Ukraine could be in a position within 10 years to decide whether it wants to import natural gas from Russia if it takes the right steps, Carlos Pascual, the U.S. Department of State's top energy official, said on Platts Energy Week.
A combination of the development of Ukraine's own resources – both traditional and unconventional – as well as pipeline reversals and energy efficiency improvements, could put Ukraine in such a position, Pascual, the State Department's special envoy and coordinator for international energy affairs said on the all-energy news and talk show program.
But the changes are not going to be "immediate," he said. Any pipeline reversals and improvements in output are "not going to solve all of their supply needs for next winter."
Reversals of pipelines connecting Ukraine with Slovakia, Poland and Hungary – which could provide a combined natural gas volume of 10 billion cubic meters per year (Bcm/year) – would "start a process of diversification," he said.
"Where Ukraine has ... real potential is ... its existing fields of gas, where they have been using Soviet technology since the 1970s," Pascual said.
"And they could attract private companies,” he said. “We've had indications from private companies that you could potentially increase [production by 30%] in two to three years."
"In addition to that, you have had over the past year, in 2013, contracts that were signed by the Ukrainian government with Chevron, Shell, Eni for shale gas development," Pascual said.
"We've been working very closely with the Ukrainians and [have been] in close contact with those companies, and the companies are telling us that they realistically could add another [20 Bcm/year] to production by 2020," he said.

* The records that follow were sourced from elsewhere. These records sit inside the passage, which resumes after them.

PR #631, opened 2023-03-12
Enable --only-deps with FLIT_ALLOW_INVALID

dciborow:
Currently, trying to run "flit install --only-deps" includes checks that require both the README and the module folder be present, even though they are not actually needed. When trying to use --only-deps in my docker file, I have to also copy the README and have to create a fake directory.

```Dockerfile
FROM mcr.microsoft.com/devcontainers/python:3

RUN python -m pip install --upgrade pip \
    && python -m pip install pytest pytest-cov \
    && python -m pip install 'flit>=3.8.0'

ENV FLIT_ROOT_INSTALL=1

COPY pyproject.toml README.rst ./
RUN mkdir -p flit \
    && python -m flit install --only-deps --deps develop \
    && rm -r pyproject.toml README.rst flit
```

flit already includes a flag to try and install if there are invalid settings, `FLIT_ALLOW_INVALID`. I have extended the use of that flag to enable running --only-deps without the checks. The updated Dockerfile is.

```Dockerfile
FROM mcr.microsoft.com/devcontainers/python:3

RUN python -m pip install --upgrade pip \
    && python -m pip install pytest pytest-cov \
    && python -m pip install 'flit>=3.8.1'

ENV FLIT_ROOT_INSTALL=1
ENV FLIT_ALLOW_INVALID=1

COPY pyproject.toml .
RUN python -m flit install --only-deps --deps develop \
    && rm -r pyproject.toml
```

### DIFF
--- a/flit_core/flit_core/config.py
+++ b/flit_core/flit_core/config.py
@@ -25,137 +25,142 @@ log = logging.getLogger(__name__)
 class ConfigError(ValueError):
     pass
 
-metadata_list_fields = {
-    'classifiers',
-    'requires',
-    'dev-requires'
-}
+
+metadata_list_fields = {"classifiers", "requires", "dev-requires"}
 
 metadata_allowed_fields = {
-    'module',
-    'author',
-    'author-email',
-    'maintainer',
-    'maintainer-email',
-    'home-page',
-    'license',
-    'keywords',
-    'requires-python',
-    'dist-name',
-    'description-file',
-    'requires-extra',
+    "module",
+    "author",
+    "author-email",
+    "maintainer",
+    "maintainer-email",
+    "home-page",
+    "license",
+    "keywords",
+    "requires-python",
+    "dist-name",
+    "description-file",
+    "requires-extra",
 } | metadata_list_fields
 
 metadata_required_fields = {
-    'module',
-    'author',
+    "module",
+    "author",
 }
 
 pep621_allowed_fields = {
-    'name',
-    'version',
-    'description',
-    'readme',
-    'requires-python',
-    'license',
-    'authors',
-    'maintainers',
-    'keywords',
-    'classifiers',
-    'urls',
-    'scripts',
-    'gui-scripts',
-    'entry-points',
-    'dependencies',
-    'optional-dependencies',
-    'dynamic',
+    "name",
+    "version",
+    "description",
+    "readme",
+    "requires-python",
+    "license",
+    "authors",
+    "maintainers",
+    "keywords",
+    "classifiers",
+    "urls",
+    "scripts",
+    "gui-scripts",
+    "entry-points",
+    "dependencies",
+    "optional-dependencies",
+    "dynamic",
 }
 
 
 def read_flit_config(path):
-    """Read and check the `pyproject.toml` file with data about the package.
-    """
-    d = tomllib.loads(path.read_text('utf-8'))
+    """Read and check the `pyproject.toml` file with data about the package."""
+    d = tomllib.loads(path.read_text("utf-8"))
     return prep_toml_config(d, path)
 
 
 class EntryPointsConflict(ConfigError):
     def __str__(self):
-        return ('Please specify console_scripts entry points, or [scripts] in '
-            'flit config, not both.')
+        return (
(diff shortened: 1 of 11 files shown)


dciborow:
@takluyver , have made some updates so that I can use `FLIT_ALLOW_INVALID` to run `flit install --only-deps` with just a pyproject.toml (particularly for building Docker containers)

flit_core/flit_core/config.py
```diff
@@ -304,11 +304,11 @@ def description_from_file(rel_path: str, proj_dir: Path, guess_mimetype=True):
 
 def _prep_metadata(md_sect, path):
     """Process & verify the metadata from a config file
-    
+
     - Pull out the module name we're packaging.
     - Read description-file and check that it's valid rst
     - Convert dashes in key names to underscores
-      (e.g. home-page in config -> home_page in metadata) 
+      (e.g. home-page in config -> home_page in metadata)
```
dciborow, line 311:
```suggestion
      (e.g. home-page in config -> home_page in metadata) 
```

tests/samples/only-deps.toml
```diff
@@ -0,0 +1,10 @@
+[build-system]
+requires = ["flit"]
+
+[tool.flit.metadata]
+module = "nomodule"
+author = "Sir Robin"
+author-email = "robin@camelot.uk"
+home-page = "http://github.com/sirrobin/module1"
+description-file = "NO_README.rst"
```
dciborow, line 9:
```suggestion
description-file = "definitely-missing.rst"
```

flit_core/flit_core/config.py
```diff
@@ -281,6 +281,8 @@ def description_from_file(rel_path: str, proj_dir: Path, guess_mimetype=True):
         with desc_path.open('r', encoding='utf-8') as f:
             raw_desc = f.read()
     except IOError as e:
+        if os.environ.get('FLIT_ALLOW_INVALID'):
+            return None, None
```
dciborow, line 285:
```suggestion
            log.warning("Allowing invalid data (FLIT_ALLOW_INVALID set). Uploads may still fail.")
            return None, None
```

tests/test_install.py
```diff
@@ -278,6 +279,32 @@ def test_install_requires(self):
...
+            assert calls[0]['argv'][1:5] == ['-m', 'pip', 'install', '-r']
+        finally:
+            del os.environ['FLIT_ALLOW_INVALID']
+
+    def test_install_only_deps_fail(self):
+        with pytest.raises(ConfigError, match=r"Description file .* does not exist"):
+            Installer.from_ini_path(
+                samples_dir / 'missing-description-file.toml', user=False, python='mock_python'
+            )
+        with pytest.raises(ValueError, match=r"No file/folder found for module nomodule"):
```
dciborow, line 303:
```suggestion
        with pytest.raises(ValueError, match=r"No file/folder found for module definitelymissingmodule"):
```

takluyver:
Hi @dciborow, sorry it's taken me a while to look at this.

I see what you're after, but this feels like the wrong approach to me. Flit is meant to work with a package, and crucial files being missing is not the same thing as metadata that Flit thinks is invalid. The FLIT_ALLOW_INVALID environment variable is basically meant as an 'escape hatch' for bugs in Flit's validation, which is why [the docs say](https://flit.pypa.io/en/stable/cmdline.html#envvar-FLIT_ALLOW_INVALID):

> If you need to use it and you believe your metadata is valid, please [open an issue](https://github.com/pypa/flit/issues).

Maybe `--only-deps` should use a separate code path which doesn't look at these things in the first place. Maybe it should even be a separate tool, not tied to Flit - it could be just a few lines, reading requirements in [the standard format](https://packaging.python.org/en/latest/specifications/declaring-project-metadata/#dependencies-optional-dependencies) from `pyproject.toml` and passing them to pip. Perhaps it should even be part of pip itself - like it can read a `requirements.txt` file, perhaps it should also allow a list of requirements from TOML. :thinking: 

@pradyunsg do you have any inspiration here? :slightly_smiling_face:

pradyunsg:
There's plans to add `--only-deps` to pip.

https://github.com/pypa/pip/issues/11440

Meanwhile, in the U.S., an explosion of domestic of shale gas and oil production will also help Ukraine and others, and has already done so in terms of security of supply, he argues.
"That the United States is producing as much gas as we have has already had a big impact on European markets,” he said. “It was estimated that at this point the United States would be importing about 80 Bcm/year of [liquefied natural gas] LNG."
"We're only importing about 5 [Bcm],” he said. “That has allowed a lot of commodity to be redirected on international markets. It has been part of what has allowed European companies and utilities to be able to bring in additional supply and get greater leverage in their negotiations with their gas suppliers, such as Gazprom."
And that will continue. "The United States ... has approved a total of seven export licenses for LNG, if all of those indeed come to fruition and come onto the market, it will result in an additional 95-96 Bcm/year coming onto the marketplace," he said.
But this is not enough for some observers and critics.
Various U.S. lawmakers – many of them Republicans – have been beating a drum for a speedy increase in U.S.